What to produce:
Please tally the lines of the listing that hold the string "opened", and reply with that total only.
BEGIN
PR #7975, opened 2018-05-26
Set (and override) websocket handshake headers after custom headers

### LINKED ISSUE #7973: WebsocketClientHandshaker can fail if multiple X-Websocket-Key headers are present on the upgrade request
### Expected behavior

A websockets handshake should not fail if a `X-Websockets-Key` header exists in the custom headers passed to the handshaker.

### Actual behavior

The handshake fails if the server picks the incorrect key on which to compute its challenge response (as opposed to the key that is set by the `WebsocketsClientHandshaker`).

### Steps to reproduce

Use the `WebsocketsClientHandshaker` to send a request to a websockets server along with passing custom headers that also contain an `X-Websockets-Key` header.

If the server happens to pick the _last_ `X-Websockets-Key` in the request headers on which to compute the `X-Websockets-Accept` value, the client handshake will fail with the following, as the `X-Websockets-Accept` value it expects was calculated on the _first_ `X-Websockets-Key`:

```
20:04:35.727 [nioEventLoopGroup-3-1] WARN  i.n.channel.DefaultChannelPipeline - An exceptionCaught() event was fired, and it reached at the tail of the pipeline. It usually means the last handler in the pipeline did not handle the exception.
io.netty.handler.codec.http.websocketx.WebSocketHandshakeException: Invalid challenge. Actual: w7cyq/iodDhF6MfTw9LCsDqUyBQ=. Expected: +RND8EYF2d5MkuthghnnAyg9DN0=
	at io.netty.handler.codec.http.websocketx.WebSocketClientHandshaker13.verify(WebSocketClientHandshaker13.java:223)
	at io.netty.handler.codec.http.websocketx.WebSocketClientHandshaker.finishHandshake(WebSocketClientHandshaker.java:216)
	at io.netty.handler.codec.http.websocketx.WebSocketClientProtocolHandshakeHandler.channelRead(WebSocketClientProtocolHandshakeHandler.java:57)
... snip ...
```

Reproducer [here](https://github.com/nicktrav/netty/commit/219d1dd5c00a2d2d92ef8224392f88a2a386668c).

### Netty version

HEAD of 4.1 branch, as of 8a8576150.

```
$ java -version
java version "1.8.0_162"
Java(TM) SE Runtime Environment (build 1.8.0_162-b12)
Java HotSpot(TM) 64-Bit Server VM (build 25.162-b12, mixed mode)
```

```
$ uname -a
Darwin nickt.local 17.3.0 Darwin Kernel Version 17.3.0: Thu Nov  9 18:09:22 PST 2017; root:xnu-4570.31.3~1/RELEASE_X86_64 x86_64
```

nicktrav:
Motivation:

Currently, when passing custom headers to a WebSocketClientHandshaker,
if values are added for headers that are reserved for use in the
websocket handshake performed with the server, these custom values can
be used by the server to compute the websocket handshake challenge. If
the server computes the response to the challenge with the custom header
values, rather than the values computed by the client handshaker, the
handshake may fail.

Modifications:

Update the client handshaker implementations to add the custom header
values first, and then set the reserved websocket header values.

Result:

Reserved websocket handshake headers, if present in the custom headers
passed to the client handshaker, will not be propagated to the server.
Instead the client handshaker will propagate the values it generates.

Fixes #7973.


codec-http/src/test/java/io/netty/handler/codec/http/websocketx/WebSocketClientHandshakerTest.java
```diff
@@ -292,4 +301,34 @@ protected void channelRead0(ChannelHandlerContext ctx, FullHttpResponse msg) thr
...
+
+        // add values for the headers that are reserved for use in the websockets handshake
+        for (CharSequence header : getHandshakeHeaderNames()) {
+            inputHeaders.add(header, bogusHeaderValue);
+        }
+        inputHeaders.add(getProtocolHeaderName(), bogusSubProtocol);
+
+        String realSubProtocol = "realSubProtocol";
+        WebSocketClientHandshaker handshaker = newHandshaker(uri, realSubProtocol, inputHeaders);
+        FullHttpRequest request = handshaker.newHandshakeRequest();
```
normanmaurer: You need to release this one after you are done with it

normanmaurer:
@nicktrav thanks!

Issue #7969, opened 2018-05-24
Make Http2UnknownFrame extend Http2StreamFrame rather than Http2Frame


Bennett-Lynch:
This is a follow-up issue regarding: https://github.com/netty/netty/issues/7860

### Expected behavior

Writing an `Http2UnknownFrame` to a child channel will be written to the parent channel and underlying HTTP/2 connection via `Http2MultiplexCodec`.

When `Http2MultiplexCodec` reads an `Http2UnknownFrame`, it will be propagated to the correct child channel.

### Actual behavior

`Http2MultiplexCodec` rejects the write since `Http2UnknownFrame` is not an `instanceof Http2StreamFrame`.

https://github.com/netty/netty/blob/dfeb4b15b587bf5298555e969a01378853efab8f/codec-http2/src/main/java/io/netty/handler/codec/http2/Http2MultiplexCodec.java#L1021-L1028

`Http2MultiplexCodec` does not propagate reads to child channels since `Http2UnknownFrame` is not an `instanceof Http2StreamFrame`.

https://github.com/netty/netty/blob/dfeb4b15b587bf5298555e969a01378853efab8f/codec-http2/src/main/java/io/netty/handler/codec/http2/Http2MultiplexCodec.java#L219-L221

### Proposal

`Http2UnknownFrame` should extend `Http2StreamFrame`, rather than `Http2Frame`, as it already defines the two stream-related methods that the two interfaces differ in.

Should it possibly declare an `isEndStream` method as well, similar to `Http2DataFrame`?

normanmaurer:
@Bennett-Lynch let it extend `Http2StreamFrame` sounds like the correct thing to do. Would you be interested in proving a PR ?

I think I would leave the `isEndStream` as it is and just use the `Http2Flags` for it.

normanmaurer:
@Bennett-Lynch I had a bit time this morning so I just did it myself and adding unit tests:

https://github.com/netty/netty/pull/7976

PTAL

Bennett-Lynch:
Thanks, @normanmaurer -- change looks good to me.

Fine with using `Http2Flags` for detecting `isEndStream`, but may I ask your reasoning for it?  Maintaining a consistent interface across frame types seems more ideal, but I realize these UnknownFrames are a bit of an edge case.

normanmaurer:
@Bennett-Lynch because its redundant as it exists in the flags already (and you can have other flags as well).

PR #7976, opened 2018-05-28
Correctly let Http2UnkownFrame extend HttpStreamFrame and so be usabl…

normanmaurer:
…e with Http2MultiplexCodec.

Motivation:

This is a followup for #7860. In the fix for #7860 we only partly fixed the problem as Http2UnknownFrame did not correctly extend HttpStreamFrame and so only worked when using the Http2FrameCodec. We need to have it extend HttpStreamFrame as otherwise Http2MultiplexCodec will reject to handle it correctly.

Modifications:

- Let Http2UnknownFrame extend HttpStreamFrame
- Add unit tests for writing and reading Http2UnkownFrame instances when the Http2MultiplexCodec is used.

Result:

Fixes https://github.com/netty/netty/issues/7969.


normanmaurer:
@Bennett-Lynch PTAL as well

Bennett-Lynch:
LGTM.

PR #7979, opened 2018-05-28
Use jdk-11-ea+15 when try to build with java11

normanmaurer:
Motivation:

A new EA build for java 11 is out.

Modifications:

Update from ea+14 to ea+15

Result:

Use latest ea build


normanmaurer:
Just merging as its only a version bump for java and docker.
END
Your response:
4